START SUPPLIED ENTRIES

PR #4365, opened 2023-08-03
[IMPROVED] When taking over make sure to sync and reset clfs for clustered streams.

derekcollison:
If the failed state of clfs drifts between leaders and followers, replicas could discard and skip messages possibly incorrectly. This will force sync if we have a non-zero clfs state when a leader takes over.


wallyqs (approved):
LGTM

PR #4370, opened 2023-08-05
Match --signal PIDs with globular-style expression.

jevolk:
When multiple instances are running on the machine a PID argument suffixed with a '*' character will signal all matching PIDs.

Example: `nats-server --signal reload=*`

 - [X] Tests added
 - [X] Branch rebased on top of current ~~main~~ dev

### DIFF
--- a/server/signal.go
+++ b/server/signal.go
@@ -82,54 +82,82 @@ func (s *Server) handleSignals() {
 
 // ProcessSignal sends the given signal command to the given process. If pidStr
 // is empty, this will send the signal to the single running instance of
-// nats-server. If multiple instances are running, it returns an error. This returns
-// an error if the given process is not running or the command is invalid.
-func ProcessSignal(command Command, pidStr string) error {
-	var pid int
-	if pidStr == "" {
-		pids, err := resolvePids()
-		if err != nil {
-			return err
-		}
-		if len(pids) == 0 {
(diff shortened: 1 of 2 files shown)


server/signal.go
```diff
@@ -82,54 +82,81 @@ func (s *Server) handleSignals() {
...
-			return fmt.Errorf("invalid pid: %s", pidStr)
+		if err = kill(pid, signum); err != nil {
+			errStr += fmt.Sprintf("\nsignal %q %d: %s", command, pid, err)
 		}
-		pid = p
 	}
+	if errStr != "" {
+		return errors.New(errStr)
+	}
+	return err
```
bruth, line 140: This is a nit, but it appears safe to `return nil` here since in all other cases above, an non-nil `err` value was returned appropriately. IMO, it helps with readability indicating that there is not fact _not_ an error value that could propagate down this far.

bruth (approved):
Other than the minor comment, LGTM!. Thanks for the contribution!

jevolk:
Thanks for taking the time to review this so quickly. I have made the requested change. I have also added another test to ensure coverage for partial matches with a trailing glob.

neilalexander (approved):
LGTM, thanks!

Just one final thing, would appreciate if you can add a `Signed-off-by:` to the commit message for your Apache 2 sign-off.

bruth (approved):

END SUPPLIED ENTRIES
START SUPPLIED ENTRIES

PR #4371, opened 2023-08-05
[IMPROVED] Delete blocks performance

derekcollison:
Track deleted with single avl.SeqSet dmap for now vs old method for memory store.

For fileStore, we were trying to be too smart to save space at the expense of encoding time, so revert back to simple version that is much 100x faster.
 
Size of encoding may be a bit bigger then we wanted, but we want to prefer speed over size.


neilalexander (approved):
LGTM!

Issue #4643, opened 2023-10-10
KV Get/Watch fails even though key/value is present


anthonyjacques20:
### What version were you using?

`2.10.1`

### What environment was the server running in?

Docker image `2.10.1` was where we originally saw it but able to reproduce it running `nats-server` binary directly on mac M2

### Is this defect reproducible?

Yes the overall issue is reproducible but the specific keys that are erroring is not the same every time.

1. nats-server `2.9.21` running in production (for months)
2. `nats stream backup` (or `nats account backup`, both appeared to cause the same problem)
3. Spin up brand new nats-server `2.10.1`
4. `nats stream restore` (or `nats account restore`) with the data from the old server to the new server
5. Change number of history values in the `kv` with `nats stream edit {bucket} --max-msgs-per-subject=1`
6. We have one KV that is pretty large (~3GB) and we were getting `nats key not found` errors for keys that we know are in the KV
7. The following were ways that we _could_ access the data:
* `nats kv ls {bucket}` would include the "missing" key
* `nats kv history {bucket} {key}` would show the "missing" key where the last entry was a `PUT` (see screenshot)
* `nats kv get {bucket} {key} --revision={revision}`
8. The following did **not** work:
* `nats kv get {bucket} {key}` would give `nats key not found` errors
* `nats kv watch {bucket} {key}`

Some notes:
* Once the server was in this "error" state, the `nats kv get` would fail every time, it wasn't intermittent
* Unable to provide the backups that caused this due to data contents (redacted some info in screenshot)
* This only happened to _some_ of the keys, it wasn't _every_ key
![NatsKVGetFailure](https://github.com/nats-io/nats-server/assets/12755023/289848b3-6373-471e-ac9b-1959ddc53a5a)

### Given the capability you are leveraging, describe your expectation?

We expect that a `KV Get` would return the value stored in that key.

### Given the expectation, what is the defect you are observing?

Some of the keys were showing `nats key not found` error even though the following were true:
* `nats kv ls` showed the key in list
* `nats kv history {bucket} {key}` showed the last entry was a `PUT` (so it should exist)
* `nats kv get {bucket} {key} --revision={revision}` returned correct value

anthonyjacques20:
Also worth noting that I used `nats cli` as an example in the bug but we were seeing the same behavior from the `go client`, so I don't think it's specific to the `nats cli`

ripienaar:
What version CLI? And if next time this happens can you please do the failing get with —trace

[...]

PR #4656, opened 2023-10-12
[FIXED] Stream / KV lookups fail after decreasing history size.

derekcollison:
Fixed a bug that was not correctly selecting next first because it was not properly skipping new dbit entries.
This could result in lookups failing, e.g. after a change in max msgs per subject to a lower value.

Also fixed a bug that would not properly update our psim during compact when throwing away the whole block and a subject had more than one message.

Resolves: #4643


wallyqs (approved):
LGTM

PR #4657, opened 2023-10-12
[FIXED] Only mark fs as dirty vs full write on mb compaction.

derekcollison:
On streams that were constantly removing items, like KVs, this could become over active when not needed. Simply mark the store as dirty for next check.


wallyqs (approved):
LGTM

END SUPPLIED ENTRIES
START SUPPLIED ENTRIES

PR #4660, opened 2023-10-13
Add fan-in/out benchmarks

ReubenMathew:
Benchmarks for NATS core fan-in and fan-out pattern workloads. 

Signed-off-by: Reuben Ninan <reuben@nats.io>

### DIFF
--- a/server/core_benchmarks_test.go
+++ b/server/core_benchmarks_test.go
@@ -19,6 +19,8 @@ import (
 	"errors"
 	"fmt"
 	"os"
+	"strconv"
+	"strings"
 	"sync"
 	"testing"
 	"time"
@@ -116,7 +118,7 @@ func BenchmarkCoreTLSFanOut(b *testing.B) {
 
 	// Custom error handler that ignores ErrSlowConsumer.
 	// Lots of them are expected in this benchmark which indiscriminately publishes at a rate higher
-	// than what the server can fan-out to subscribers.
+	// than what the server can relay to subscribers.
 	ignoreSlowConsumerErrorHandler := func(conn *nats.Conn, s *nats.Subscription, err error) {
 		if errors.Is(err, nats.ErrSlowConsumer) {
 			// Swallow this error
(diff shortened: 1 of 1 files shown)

END SUPPLIED ENTRIES

• WHAT TO WORK ON:
Scan the material above for "subscribers". Copy every line where it appears.

• EXERCISE SOLUTION:
-	// than what the server can fan-out to subscribers.
+	// than what the server can relay to subscribers.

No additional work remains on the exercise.